Our building repair project continues slowly with the structure becoming more solid as we repair the foundation. In sharing excitement about the joining or patching of boards, a good friend, Marvelle gave us a new term for what we were doing – “sistering”. She said a person who worked on such projects told her that is what is what called when you joined boards in a way to strengthen what was weak. The other project that we worked on over Labor Day was honey extraction. All of us donned our bee hats and assisted Izzy and Seth in removing frames per our friend Shawn’s instructions and then the magic of extraction happened at her home with both kids spinning bee juice, golden and delicious, into the bucket.

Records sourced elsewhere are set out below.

Issue #5952, opened 2024-05-09
write job statistics to guest namespace on instance exit


garlick:
Problem: we don't have much information about what happens in Flux instances launched by the system instance, unlike slurm which tracks job steps centrally.

Following up on a discussion in today's meeting about finding out what sort of "workflows" people are running:  Could we have a flux instance write a summary object of some sort to the guest KVS directory in its enclosing instance?

A tool could summarize those objects at the system instance level.

For extra credit they could be made hierarchical, e.g. the object would include a summary of the objects written by sub-instances in their KVS.

FWIW, [RFC 16](https://flux-framework.readthedocs.io/projects/flux-rfc/en/latest/spec_16.html) governs the content of the job KVS directory.

grondo:
Good idea! One benefit of collecting that data periodically is that it would protect against instances that get killed due to timeout, exception etc.

A benefit of using annotations instead of a one time object in the kvs is that there's already a tool to present annotations at the instance level (`flux jobs`) and they are designed to be updated (as far as I recall) so you could get runtime stats as well. Once in the job-list database the data can be queried with `flux jobs` or whatever standard query tool we use instead of a custom tool.

The one-time summary in the kvs is appealing, however, because it is much simpler and it's easier to think about how to collect hierarchically as you suggested.

grondo:
This is actually going to be quite important on systems where most or all jobs run at the system instance level are batch or alloc jobs. This is because most of the detail of the actual jobs run by the user is currently lost when the batch job exits, unless the user thought to use `--dump` on the command line.

For example it would be nice to be able to use `flux job taskmap` on a parallel job run within a batch job, or even be able to access job eventlogs. Perhaps we can persist some of this information in the KVS in such a way that some of these commands can work naturally.

grondo:
@kkier brought this up again on today's coffee call.

The initial use case is just determining what _precisely_ was running on a given node at a time when some event occurs. Currently, sysadmins only know a given batch job was running at the time, but not what job within that job was running.

`--dump` as proposed in #6080 isn't a great solution here since having dumpfiles sprinkled through the fileystem isn't useful to the admins.

I wonder if a feature similar to `--dump`, but which writes to the guest namespace would be feasible? We could drop job output and just capture eventlogs and R. Maybe this information could be preserved as it occurs.

PR #6922, opened 2025-07-18
broker: add syslog capability

garlick:
Problem: sys admins may want to capture logs from batch  or alloc subinstances.

This adds basic support for copying broker logs to syslog.  For now, this is only configurable with broker attributes.  Two attributes are added:
 ```
log-syslog-enable=1
log-syslog-level=2
```
The log entries are prefixed with "username@job-path".  Here are a couple of example logs from a test instance and a batch job run within that test instance:
```
Jul 17 17:25:30 system76-pc flux[983068]: garlick@/ job-manager.debug[0]: scheduler: hello +partial-ok
Jul 17 17:25:44 system76-pc flux[983757]: garlick@/ƒ3pBZx4P broker.debug[0]: rmmod barrier
```
Syslog is disabled by default of course.  I was thinking maybe we could add a toml config option that would tell the system instance to enable it for batch/alloc instances (only).  Then we could perhaps start logging summary info about jobs run within the instance as a simple alternative to
- #5952

This was a quick hack with no tests yet.  I wasn't sure if it was going to be all that useful, so I thought I'd pause here and ask for feedback on the approach.

### DIFF
--- a/doc/man7/flux-broker-attributes.rst
+++ b/doc/man7/flux-broker-attributes.rst
@@ -299,14 +299,13 @@ log-ring-size [Updates: C, R]
    Default: ``1024``.
 
 log-forward-level [Updates: C, R]
-   Log entries at :linux:man3:`syslog` level at or below this value
-   are forwarded to rank zero for permanent capture.  Default ``7``
-   (LOG_DEBUG).
+   Log entries of numerical severity level less than or equal to this value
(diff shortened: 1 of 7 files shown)


garlick:
Adding some tests uncovered poor error checking in the log attributes, so that was useful!

I'll go ahead and set MWP.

Saving the best for last, we were able to spend a couple of days with Zach this past week. Walking and talking, reading jokes out of a corny book, posing for silly pictures and getting the best hugs was the perfect remedy for our spirits!

YOUR BAG THIS WEEK –

  • Potatoes
  • Tomatoes
  • Carrots
  • Okra
  • Basil/Chives/Parsley
  • Peppers – Sweet
  • Peppers – HOT

CARROT INFORMATION: The following is taken from “From Asparagus to Zucchini: A Guide to Farm-Fresh Seasonal Produce”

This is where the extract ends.